L’indagine svolta da Facebook ha, fra i suoi obiettivi, anche quello di stimolare una discussione più ampia sul tema della sorveglianza a pagamento, e disincentivare il ricorso a detti strumenti. A ciò occorre affiancare, affermano gli investigatori, la sensibilizzazione del pubblico in merito alle tecnologie utilizzate dalle società di spionaggio e sorveglianza.
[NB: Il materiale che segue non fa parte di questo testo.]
PR #55, opened 2021-01-28
doc: re-format secret yaml

jensfr:
Fix formatting of an example secret definition in developers documentation


jensfr:
already merged pr #59 with same content, closing this one.

PR #58, opened 2021-02-02
make sure images are pushed as schema v2

jensfr:
On the second push to a repository in quay.io all images are converted
to schema v1. 

**- What I did**
To work around this bug we build the container image
with --no-cache --squash-all

**- How to verify it**
Run 'make docker-build IMG=' and push it. Then push it again. Inspect the image
with 'skopeo inspect' and verify it is still in schema v2 format.

Make sure container image is stored in schema v2 format.

### DIFF
--- a/Makefile
+++ b/Makefile
@@ -71,7 +71,7 @@ generate: controller-gen
 
 # Build the docker image
 docker-build: test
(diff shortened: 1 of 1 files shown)


pmores (approved):
/lgtm

PR #62, opened 2021-02-08
Add additional unit tests for KataConfig CR

bpradipt:
This patch series adds additional unit tests to increase the overall coverage from 10% to 10.4%

**- What I did**
Added additional unit tests for openshift_controller

**- How to verify it**
Running `make tests` 

Add additional unit tests for KataConfig CR

### DIFF
--- a/controllers/openshift_controller_test.go
+++ b/controllers/openshift_controller_test.go
@@ -57,6 +57,31 @@ var _ = Describe("OpenShift KataConfig Controller", func() {
 
 			By("Creating and marking the second KataConfig CR correctly")
 			Expect(kataconfig2.Status.InstallationStatus.Failed.FailedNodesCount).Should(Equal(-1))
+
+			// Delete
+			By("Deleting KataConfig CR successfully")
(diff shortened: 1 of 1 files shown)


zanetworker:
@pradeepitm12 these are more like smoke/integration tests as they are running against a real cluster right?. Do we have something we could run just to validate and increase coverage (e.g., mocks)?

bpradipt:
> @pradeepitm12 these are more like smoke/integration tests as they are running against a real cluster right?. Do we have something we could run just to validate and increase coverage (e.g., mocks)?

@zanetworker you are right. The tests are against a controller that gets created. Not really a real cluster but something in-between a mock and real cluster. I followed the same pattern that is already existing in the code. 

@jensfr any comments here ?

jensfr (approved):
Thank you @bpradipt! It looks good to me. 

I noticed when running the test against a real cluster it leaves two kataconfigs in place. Which is odd for two reasons, 1. it shouldn't be possible to create a second kataconfig and 2. it should be cleaned up after the tests ran.

But this problem existed before your PR and should be fixed indepently.

Issue #23, opened 2020-10-30
Migration to Ignition spec 3


travier:
The [openshift controller](https://github.com/openshift/kata-operator/blob/master/controllers/openshift_controller.go) is currently using Ignition spec 2
https://github.com/openshift/kata-operator/blob/d36a9ddde10e31e9dad2cb7b3b803cc79b7f3b8b/controllers/openshift_controller.go#L28
https://github.com/openshift/kata-operator/blob/d36a9ddde10e31e9dad2cb7b3b803cc79b7f3b8b/go.mod#L7
which is still supported on 4.6 but not under development anymore. Ignition spec 3 support is recommended from 4.6 onward.

Let me know if you need help to convert the code to spec 3. Note that Ignition spec 3 support is only available since 4.6.

travier:
As far as I gathered from a quick look at the code, this is still a valid RFE. Feel free to reach out if you need help for the migration.
/remove-lifecycle stale

travier:
Closing following comments in https://github.com/openshift/sandboxed-containers-operator/pull/64

PR #64, opened 2021-02-12
controller: update ignition version

jensfr:
The controller is still using ignition v2 which is deprecated.

**- What I did**
Switch to ignition v2.9.0 and spec 3.2. This required minor changes as
data structures in ignition have changed.

**- How to verify it**
Install the operator and make sure the machine config is created and places the
crio config file correctly on the worker nodes.

use ignition v3 instead of deprecated v2

Fixes: #23

### DIFF
--- a/controllers/openshift_controller.go
+++ b/controllers/openshift_controller.go
@@ -25,7 +25,7 @@ import (
 	"text/template"
 	"time"
 
-	ignTypes "github.com/coreos/ignition/config/v2_2/types"
+	ignTypes "github.com/coreos/ignition/v2/config/v3_2/types"
 	"github.com/go-logr/logr"
 	kataconfigurationv1 "github.com/openshift/kata-operator/api/v1"
 	mcfgv1 "github.com/openshift/machine-config-operator/pkg/apis/machineconfiguration.openshift.io/v1"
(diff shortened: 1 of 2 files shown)


controllers/openshift_controller.go
```diff
@@ -307,27 +307,27 @@ WantedBy=multi-user.target
...
+	c := file.Contents
 
 	dropinConf, err := generateDropinConfig(r.kataConfig.Status.RuntimeClass)
 	if err != nil {
 		return nil, err
 	}
 
-	c.Source = "data:text/plain;charset=utf-8;base64," + dropinConf
+	dropinFile := "data:text/plain;charset=utf-8;base64," + dropinConf
+	c.Source = &dropinFile
```
bpradipt, line 318: can we simply use `file.Contents.Source = &dropinFile` and avoid using `c` ?

jensfr: yes, we can! Thanks @bpradipt !

travier:
If this will be backported to 4.6, please note that 4.6 only supports Ignition 3.1.

travier:
Looks fine otherwise!

jensfr:
we have made this change as part of the "enable sandboxed-containers extension" PR which was already merged and is part of the release-4.8 and master branch. Because of this I'm closing this PR.

PR #76, opened 2021-03-17
Rename operator to sandboxed-containers-operator

bpradipt:
Rename kata-operator to sandboxed-containers-operator
**- What I did**
Renamed kata-operator to sandboxed-containers-operator and bumped up the version to 4.8
Renamed the namespace to sandboxed-containers-operator-system
**- How to verify it**
Deploy the operator by following the instructions

Rename kata-operator to sandboxed-containers-operator

### DIFF
--- a/.travis.yml
+++ b/.travis.yml
@@ -46,7 +46,7 @@ jobs:
 
   # Build and push the image for amd64
   - stage: deploy
-    name: Build image for kata-operator-daemon (amd64)
+    name: Build image for sandboxed-containers-operator-daemon (amd64)
     arch: amd64
     deploy:
       provider: script
@@ -58,7 +58,7 @@ jobs:
 
   # Build and push the image for ppc64le
   - stage: deploy
-    name: Build image for kata-operator-daemon (ppc64le)
+    name: Build image for sandboxed-containers-operator-daemon (ppc64le)
     arch: ppc64le
     deploy:
       provider: script
@@ -70,7 +70,7 @@ jobs:
 
   # Build and push the image for s390x
   - stage: deploy
-    name: Build image for kata-operator-daemon (s390x)
+    name: Build image for sandboxed-containers-operator-daemon (s390x)
     arch: s390x
     deploy:
       provider: script
--- a/ISSUE_TEMPLATE.md
+++ b/ISSUE_TEMPLATE.md
@@ -1,6 +1,6 @@
 <!--
 Before reporting an issue, check our backlog of
-[open issues](https://github.com/openshift/kata-operator/issues)
+[open issues](https://github.com/openshift/sandboxed-containers-operator/issues)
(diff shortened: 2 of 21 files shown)


bpradipt:
tested on OCP 4.7 and OCP 4.8 but will be good to do few additional tests to rule out issues

jensfr:
It looks good to me. I'm running a few tests and will approve. 

Looking at this reminded me of the question, should we also rename the CRD? It's currently called kataconfig. Should it be scconfig or something like that? Would be good to change it early before we have to support upgrades. @zanetworker ? In a new PR of course.

zanetworker:
> Would be good to change it early before we have to support upgrades. @zanetworker ? In a new PR of course.

I think this one is debatable, and I have no strong opinion on this. On the one hand, this is a resource we expose, on the other hand,  it is descriptive of the runtime we are using. 


The questions are if we do support other runtimes, do we want to have a `SandboxedContainersConfig` and have `kata` as a field in the spec, for example: 

```yaml
apiVersion: ....
kind: SandboxedOperatorConfig
spec: 
   runtimeRef: 
       apiVersion: kata.sandboxedContainers.io
       kind: KataConfig
       name: kata-test 
   ....
```

or do we want to have different configs i.e., RuntimeOneConfig, RuntimeTwoConfig,... I tend to be in favor of the first but I have no strong opinion. @jensfr and @bpradipt WDYT?

jensfr (approved):
lgtm, thanks Pradipta!

jensfr:
> or do we want to have different configs i.e., RuntimeOneConfig, RuntimeTwoConfig,... I tend to be in favor of the first but I have no strong opinion. @jensfr and @bpradipt WDYT?

I like your idea with an umbrella sandboxedcontainersconfig that contains a sub for every runtime we support, but I'll have to play with it a bit to form an opinion. Thank you!

bpradipt:
> > Would be good to change it early before we have to support upgrades. @zanetworker ? In a new PR of course.
> 
> I think this one is debatable, and I have no strong opinion on this. On the one hand, this is a resource we expose, on the other hand, it is descriptive of the runtime we are using.
> 
> The questions are if we do support other runtimes, do we want to have a `SandboxedContainersConfig` and have `kata` as a field in the spec, for example:
> 
> ```yaml
> apiVersion: sandboxedContainers.io/v1alpha1
> kind: SandboxedContainersConfig
> spec: 
>    runtimeRef: 
>        apiVersion: kata.sandboxedContainers.io/v1alpha1
>        kind: KataConfig
>        name: kata-test 
>    ....
> ```
> 
> or do we want to have different configs i.e., RuntimeOneConfig, RuntimeTwoConfig,... I tend to be in favor of the first but I have no strong opinion. @jensfr and @bpradipt WDYT?

+1 for SandboxedContainersConfig .

PR #2457, opened 2026-07-09
release: update CPE label version to 1.130

dbkreling:
ProdSec product-definitions registers the OSC 1.13 stream with CPE version 1.130. Update all Dockerfiles to match.


littlejawa (approved):
/lgtm
Thanks @dbkreling

PR #2478, opened 2026-07-10
fix(fbc/render.sh): prevent catalog-template.yaml from being left dity on render failure

### LINKED ISSUE #2307: fix(fbc/render.sh): prevent catalog-template.yaml from being left dirty on render failure
## Problem

When `fbc/render.sh` is run and `opm` fails mid-execution (e.g., because the user is not logged in to `registry.redhat.io`), the script exits immediately due to `set -xe`. This leaves `catalog-template.yaml` in a modified state — with the build-registry substitution applied and icon base64 data injected — because the swap-back and icon-removal steps never run.

This was observed in PR #2306 where the bundle image registry for v4.18 was left pointing to `quay.io/redhat-user-workloads/ose-osc-tenant/...` (the internal build registry) instead of `registry.redhat.io/openshift-sandboxed-containers/...` (the release registry), causing a catalog inconsistency.

## Suggested Fix

Instead of modifying `catalog-template.yaml` in-place, render from a temporary copy so the original template is never touched. Only `catalog.json` (the expected output) should be modified.

See the detailed diff proposed in: https://github.com/openshift/sandboxed-containers-operator/pull/2306#discussion_r3411684424

## References

- PR: https://github.com/openshift/sandboxed-containers-operator/pull/2306
- Comment: https://github.com/openshift/sandboxed-containers-operator/pull/2306#discussion_r3411684424

/cc @littlejawa

mmahut:
Fixes https://github.com/openshift/sandboxed-containers-operator/issues/2307

`render.sh` edits `catalog-template.yaml` in-place and only reverts after `opm` succeeds. A mid-run `opm` failure leaves the template dirty.

**- What I did**

Apply the substitutions to a temporary copy of the template and render from it and an EXIT trap removes the copy on failure. Only `catalog.json` is modiffied.

**- How to verify it**

Run `fbc/render.sh` while not logged in to `registry.redhat.io`: opm fails but `catalog-template.yaml` stays unchanged and no temp file is left. A normal run still produces the same `catalog.json`.

fbc/render.sh no longer leaves catalog-template.yaml modified when rendering fails.

### DIFF
--- a/fbc/render.sh
+++ b/fbc/render.sh
@@ -34,11 +34,17 @@ do
     BUILD_IMAGE=$(echo "$RELEASE_IMAGE" | sed "s|$RELEASE_REGISTRY|$BUILD_REGISTRY|")
     BUILD_IMAGE=$(echo "$BUILD_IMAGE" | sed "s|@|${BRANCH_BUILD_SUFFIX}@|")
 
+    # Render from a temporary copy of the template, so the original is never
+    # left dirty if a later step (e.g. `opm`) fails and the script exits.
+    RENDER_TEMPLATE="$PWD/$TEMPLATE_NAME.render.yaml"
+    trap 'rm -f "$RENDER_TEMPLATE"' EXIT
+    cp "$TEMPLATE_NAME" "$RENDER_TEMPLATE"
+
     # Switch to the build registry, so `opm` can pull freely.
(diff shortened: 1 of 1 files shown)


littlejawa (approved):
Thanks @mmahut, much safer.

/lgtm

PR #2561, opened 2026-07-24
osc-must-gather: use a newer builder image

littlejawa:


littlejawa:
As expected, the resulting image shows 0 vulnerabilities. Good to go :-)

PR #2627, opened 2026-08-10
Token based credentials improvements 

snir911:

**- What I did**

**- How to verify it**


wainersm:
## Konflux Build Triage — PR #2627

**Failed pipelines: 3/3** | **Assessment: Mixed — 2 retryable, 1 require fixes**
**Auto-retest:** Waiting for cooldown (retests after 14:16 UTC) | 0/2 retests used

### openshift-sandboxed-containers-enterprise-contract / osc-operator
- **Failed task:** `unknown`
- **Category:** Transient/Infrastructure (auto-learned) (retryable)
- **Log source:** GitHub check run summary only
- **Error:** `(no error text)`

**Suggested action:** Retry the build; collect full logs on next run to confirm timeout or infrastructure cause.
**PipelineRun:** [View in Konflux](https://red.ht/trusted)

---

### make-test / osc-operator
- **Failed task:** `unknown`
- **Category:** Transient/Infrastructure (auto-learned) (retryable)
- **Log source:** GitHub check run summary only
- **Error:** `(no error text)`

**Suggested action:** Retry the build; check cluster resources and timeout settings if retries continue to fail.
**PipelineRun:** [View in Konflux](https://red.ht/trusted)

---

### osc-operator-on-pull-request
- **Failed task:** `build-images`
- **Category:** Unknown (auto-learned) (not retryable)
- **Log source:** GitHub check run summary only
- **Error:** `(no error text)`

**Suggested action:** Retrieve full build logs from the Konflux/Tekton build run to identify the actual failure point.
**PipelineRun:** [View in Konflux](https://konflux-ui.apps.stone-prd-rh01.pg1f.p1.openshiftapps.com/ns/ose-osc-tenant/pipelinerun/osc-operator-on-pull-request-hpp74)

---

_Generated by konflux-build-triage_

config/peerpods/credentials-requests/ccoctl/credentials_request_aws_sts.yaml
```diff
@@ -0,0 +1,56 @@
...
+    namespace: openshift-sandboxed-containers-operator
+  serviceAccountNames:
+    - default
+  providerSpec:
+    apiVersion: cloudcredential.openshift.io/v1
+    kind: AWSProviderSpec
+    statementEntries:
+      - effect: Allow
+        action:
+          - ec2:*
```
wainersm, line 18: Hi @snir911 , shouldn't ec2 endpoint also be restricted to a few allowed operations?

controllers/credentials_controller.go
```diff
@@ -167,6 +168,29 @@ func (r *SecretReconciler) ccoDataMapping(ccoSecretData map[string][]byte) map[s
...
+	// Handle ccoctl AWS STS format: the "credentials" key contains an INI-style AWS config file
+	// produced by `ccoctl aws create-iam-roles`. Extract role_arn and web_identity_token_file
+	// and map them to the env-var names expected by the image creation job and CAA.
+	if credFile, ok := ccoSecretData["credentials"]; ok {
+		r.Log.Info("ccoDataMapping: ccoctl AWS STS INI-style config file identified, converting to the expected credentials variables format")
+		stsFieldMap := map[string]string{
+			"role_arn":                "AWS_ROLE_ARN",
+			"web_identity_token_file": "AWS_WEB_IDENTITY_TOKEN_FILE",
+		}
+		for _, line := range strings.Split(string(credFile), "\n") {
```
wainersm, line 181: Replacing this simple parser with a lib is something I was about to suggest but I was not sure (didn't want to introduce a new dep to the project). I chatted with Claude then:

```
Since gopkg.in/ini.v1 is already in the module graph (currently an indirect dependency — a go mod tidy promotes it to direct, no new third-party dep), consider using it here instead of hand-rolling the parse. The credentials blob is a real INI file with a [default] section, and this loop parses key=value lines regardless of section, so it doesn't actually scope to [default] (last-wins across sections if more than one ever appears) and doesn't handle comments/quoting. Reading [default] explicitly also lets us validate the required keys were present instead of silently emitting a partial peer-pods-secret:

import "gopkg.in/ini.v1"

if credFile, ok := ccoSecretData["credentials"]; ok {
    cfg, err := ini.Load(credFile)
    if err != nil {
        r.Log.Error(err, "ccoDataMapping: failed to parse ccoctl AWS credentials INI")
        return peerPodsSecretData
    }
    sec := cfg.Section("default")
    roleARN := sec.Key("role_arn").String()
    tokenFile := sec.Key("web_identity_token_file").String()
    if roleARN == "" || tokenFile == "" {
        r.Log.Info("ccoDataMapping: AWS STS credentials missing role_arn/web_identity_token_file")
    } else {
        peerPodsSecretData["AWS_ROLE_ARN"] = []byte(roleARN)
        peerPodsSecretData["AWS_WEB_IDENTITY_TOKEN_FILE"] = []byte(tokenFile)
    }
}

Not a blocker — the current output is a stable, known ccoctl format — but this would be more robust than line-splitting and folds in the missing-key validation.
```

controllers/credentials_controller.go
```diff
@@ -345,17 +344,33 @@ func (kh *KataConfigHandler) setupPeerPodsCredentials(ctx context.Context) (bool
...
+			return false, err
+		}
+		if stsConfigured {
+			kh.reconciler.Log.Info("peer-pods-secret configured successfully based on provided enviroment variables")
+			return true, nil
+		}
+
+		// Don't fall back to CCO workflow because CCO can't provision credentials in Manual mode.
+		// Return true to indicate "credentials are being handled" and avoid creating CredentialsRequest.
+		kh.reconciler.Log.Info("Cluster is in token-based auth mode but no STS env vars found, waiting for cco-secret from ccoctl workflow")
```
wainersm, line 367: Nit: something that confuses me a lot is the use of "sts" as same thing for Azure and AWS. isn't sts azure-specific then here it should be like "no STS/WIF env vars found"?

controllers/utils.go
```diff
@@ -376,3 +377,45 @@ func (r *KataConfigOpenShiftReconciler) getConfigMapVersion(name, namespace stri
...
+// Returns:
+//   - true if the cluster is in token-based auth mode
+//   - false if not in token-based auth mode or if resources don't exist/can't be fetched
+func isClusterInTokenBasedAuthMode(c client.Client) bool {
+	ctx := context.Background()
+
+	// 1. Check CloudCredential for Manual credentials mode
+	cloudCred := &operatorv1.CloudCredential{}
+	if err := c.Get(ctx, client.ObjectKey{Name: "cluster"}, cloudCred); err != nil {
+		// If CloudCredential doesn't exist or can't be fetched, assume not in token-based mode
```
wainersm, line 400: It bothers me this assumption of "if case of error assume not token-based mode". I think this might have bad consequences but then I am not expert. So I asked claude again:

```
Both CloudCredential/cluster and Authentication/cluster are cluster singletons that always exist, so a real NotFound shouldn't occur in practice — which means any error reaching this code is realistically transient, RBAC, or scheme-related. Collapsing them all into return false misclassifies the cluster as not token-based, and on a cluster that actually is STS/WIF that produces two silent failures: setupPeerPodsCredentials falls back to the CCO workflow and creates a CredentialsRequest that CCO can't fulfill in Manual mode, and configureCAAProvider skips addBoundSATokenVolume, so CAA comes up without the projected token.

Suggest switching to (bool, error), threading ctx, and having callers requeue on error. Full change:

1. controllers/utils.go — the function

func isClusterInTokenBasedAuthMode(ctx context.Context, c client.Client) (bool, error) {
      // 1. CloudCredential must be in Manual mode
      cloudCred := &operatorv1.CloudCredential{}
      if err := c.Get(ctx, client.ObjectKey{Name: "cluster"}, cloudCred); err != nil {
              // CloudCredential/cluster is a singleton that always exists; surface every error
              // (transient / RBAC / scheme) so the caller requeues instead of assuming "not token-based".
              return false, fmt.Errorf("getting CloudCredential/cluster: %w", err)
      }
      if cloudCred.Spec.CredentialsMode != operatorv1.CloudCredentialsModeManual {
              return false, nil
      }

      // 2. Authentication must have a non-empty OIDC issuer
      auth := &configv1.Authentication{}
      if err := c.Get(ctx, client.ObjectKey{Name: "cluster"}, auth); err != nil {
              return false, fmt.Errorf("getting Authentication/cluster: %w", err)
      }
      return auth.Spec.ServiceAccountIssuer != "", nil
}

(If you'd rather keep NotFound as a legitimate "not token-based" signal, replace the two error returns with: if k8serrors.IsNotFound(err) { return false, nil }; return false, fmt.Errorf(...) — but since these are singletons, treating all errors as requeue-worthy is safer.)

2. controllers/credentials_controller.go — setupPeerPodsCredentials (~line 348)

This func already returns (bool, error) and has a real ctx:

      isTokenBased, err := isClusterInTokenBasedAuthMode(ctx, kh.reconciler.Client)
      if err != nil {
              kh.reconciler.Log.Error(err, "failed to determine cluster auth mode; requeueing")
              return false, err
      }
      if isTokenBased {
              ...

3. controllers/peerpods.go — configureCAAProvider (~lines 252 and 261)

configureCAAProvider returns (*appsv1.DaemonSet, error) and is called inside the CreateOrUpdate mutate func in enablePeerPodsMiscConfigs, so returning the error propagates up and fails/requeues the reconcile naturally. There's no ctx param here (the enclosing code uses context.TODO()), so pass context.TODO() unless you want to thread ctx through as a small extra cleanup. Since the Azure and AWS cases are identical, simplest is to compute it once before the switch:

      tokenBased, err := isClusterInTokenBasedAuthMode(context.TODO(), r.Client)
      if err != nil {
              return ds, err
      }

      switch provider {
      ...
      case AzureProvider:
              if tokenBased {
                      r.addBoundSATokenVolume(ds)
              }
              return ds, nil
      case AWSProvider:
              if tokenBased {
                      r.addBoundSATokenVolume(ds)
              }
              return ds, nil
      }

That way a transient error requeues instead of silently building a DaemonSet without the bound-SA-token volume.
```

Dockerfile
```diff
@@ -36,6 +36,7 @@ COPY --from=builder /workspace/config/peerpods /config/peerpods
 
 RUN useradd  -r -u 499 nonroot
 RUN getent group nonroot || groupadd -o -g 499 nonroot
+RUN microdnf install -y tar && microdnf clean all
```
wainersm, line 39: Every new dependency we add in the project images can potentially drag us into the CVE handling hell. I am concerned about `tar` being a dependency that will have us to handle many CVEs... so I ask...guess who?

Here is claude's reply:
```
Could we avoid adding tar to the runtime image altogether? It's being pulled in solely so the guide can oc cp two small static YAML files out of the operator pod, and oc cp needs tar inside the container (it's implemented as oc exec -- tar cf - … | tar xf -). Since the base is ubi-minimal — which ships without tar — this also required the extra hermetic-build plumbing in this PR (rpms.in.yaml, rpms.lock.yaml, ubi.repo, and the .tekton/* changes) just to make the package installable. That's a fair amount of added surface for a copy of two files.

Two alternatives that need no tar in the image:

Option A — oc exec … -- cat (smallest change; only needs cat, which ubi-minimal already has):

oc exec -n openshift-sandboxed-containers-operator "${OPERATOR_POD}" -- \
  cat /config/peerpods/credentials-requests/ccoctl/credentials_request_azure_wif.yaml \
  > ./credrequests/credentials_request_azure_wif.yaml

(and the AWS equivalent for credentials_request_aws_sts.yaml). Keeps the "fetch from the running operator" UX exactly as documented.

Option B — oc image extract (no running pod, no exec, no tar): pulls the files straight from the operator image layer, e.g.

oc image extract "${OPERATOR_IMAGE}" \
  --path /config/peerpods/credentials-requests/ccoctl/:./credrequests/

Either way, the microdnf install -y tar line and the associated RPM/hermetic-build additions could be dropped, keeping the runtime image smaller and this PR's footprint smaller. Was oc cp a deliberate choice, or would one of these work?
```

wainersm:
Hi @snir911 , I finished my 1st review round \o/

It was half-human, half-machine: for some topics I was not sure I asked Claude. So I didn't just point claude to the PR and asked to review for me. :)

config/peerpods/credentials-requests/ccoctl/credentials_request_aws_sts.yaml
snir911: it is, however, it's hard to determine what exactly would cover all the CAA use cases, I'll try to revisit this.

controllers/credentials_controller.go
snir911: you find this option better?

controllers/credentials_controller.go
snir911: Indeed confusing :P STS stands for Short Token Service, it's normally used with AWS, for Azure/GCP - WIF (workload identity federation) is the common term. earlier i used "STS flow" as a general term for token based authentication, this is probably wrong, I'll try to make things more consistent..

Dockerfile
snir911: I can indeed use one of the two suggested options by our AI friend (i tried the first and it worked fine), however, 'oc cp' seems like the common openshift practice, this is the only reason i added this pkg, WDYT?

PR #2630, opened 2026-08-13
peer-pods: add operator webhook to inject permissive initdata for non-CVM pods

esposem:
Add a mutating admission webhook in the operator that automatically injects a permissive initdata annotation on peer-pod pods using non-confidential VM instance types. This allows exec and logs to work on standard (TrustedLaunch) VMs while keeping the restrictive default policy for confidential VMs (SEV-SNP).

The webhook reads CLOUD_PROVIDER from peer-pods-cm to determine the cloud platform (currently Azure, extensible to AWS and others). When the pod has no machine_type annotation, it falls back to AZURE_INSTANCE_SIZE to determine confidentiality. Pods that already carry a cc_init_data annotation are left untouched.

This effectively replaces the feature gate in Azure.

**- What I did**

**- How to verify it**

### DIFF
--- a/cmd/manager/main.go
+++ b/cmd/manager/main.go
@@ -180,6 +180,11 @@ func main() {
 		os.Exit(1)
 	}
 
+	if err = controllers.SetupInitdataWebhook(mgr); err != nil {
+		setupLog.Error(err, "unable to create webhook", "webhook", "PeerPodInitdata")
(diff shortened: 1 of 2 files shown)


esposem:
Reminder to self: also update the kata-remote  enable_annotation list in configuration.toml

PR #2647, opened 2026-08-18
Update network policy rbac

littlejawa:
We're getting failures in Conforma, because of a new rule for operators in OCP 5.0
We need to declare the RBAC for NetworkPolicy.

Running "make bundle" also modified unrelated files. This comes from the changes we made for 1.13.1 I think.
I'm keeping them in a separate commit, we can make a separate PR if needed.


gkurz (approved):
/lgtm

Even if the actual network policy support isn't here yet, I guess we can merge this if it helps with the conforma checks.

PR #2655, opened 2026-08-19
fix: regen bundle manifest to pull latest config

thejasn:
Re-run `make bundle` to update csv in bundle manifest to latest config.


littlejawa (approved):
/lgtm

Thanks @thejasn !

PR #2814, opened 2026-09-04
Bump to 1.14

littlejawa:
Doing the bump to make sure the builds we generate can be identified as "next release".

Also cleaning up the label management for the images: passing the version as a parameter, so that we have just one place to edit to bump the version there.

Più nello specifico, sono tre i principi individuati che dovrebbero guidare la lotta alle attività di spionaggio illecito:

  • Maggiore trasparenza e supervisione: si rende necessaria, in particolare, “una solida supervisione internazionale che stabilisca standard di trasparenza e di <<conosci il tuo cliente>> per questo mercato” e ne controlli l’applicazione da parte dei soggetti del mercato;
  • Collaborazione nel settore: poiché le attività di sorveglianza sono attuate differentemente sulle diverse piattaforme tecnologiche, occorre collaborare con le altre aziende del settore per meglio comprendere e mitigare gli abusi, anche mediante l’utilizzo di leve legali “in modo da poter costruire collettivamente deterrenza e imporre costi sui servizi abusivi”;
  • Governance ed etica: si incoraggia l’ulteriore conversazione, a livello governativo e regolamentare, riguardo il tema dell’etica dell’utilizzo di tecnologie di sorveglianza da parte di compagnie private, oltre alla creazione di efficaci regimi normativi e di monitoraggio che forniscano effettiva protezione alle vittime.